PR #400, opened 2020-07-11
Fix API typos

TheDSCPL:
Summary:
---------

Fix API typos

Test Plan:
----------
No test required

### DIFF
--- a/website/docs/API.md
+++ b/website/docs/API.md
@@ -25,7 +25,7 @@ static getItem(key: string, [callback]: ?(error: ?Error, result: ?string) => voi
 
 `Promise` resolving with a string value, if entry exists for given `key`, or `null` otherwise.
 
-`Promise` rejects in case of underlying storage error.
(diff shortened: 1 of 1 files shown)


Krizzu:
Can you explain why you think this is a typo?

TheDSCPL:
"can be also reject**s**"? It looks like the author wanted to type "can be also reject**ed**". I didn't change to that because "can be also" is totally unnecessary due to "in case of". If you really want the "can also be" to stay, then it should at least be "can be also reject**ed**"

TheDSCPL:
On second thought it actually should be "rejecting in case(...)" to match the tense from the previous line which starts with "resolving"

--------------------------------

PROBLEM STATEMENT
Select the lines in this material that hold the word "docs", leaving none out.

WRITTEN SOLUTION
--- a/website/docs/API.md
+++ b/website/docs/API.md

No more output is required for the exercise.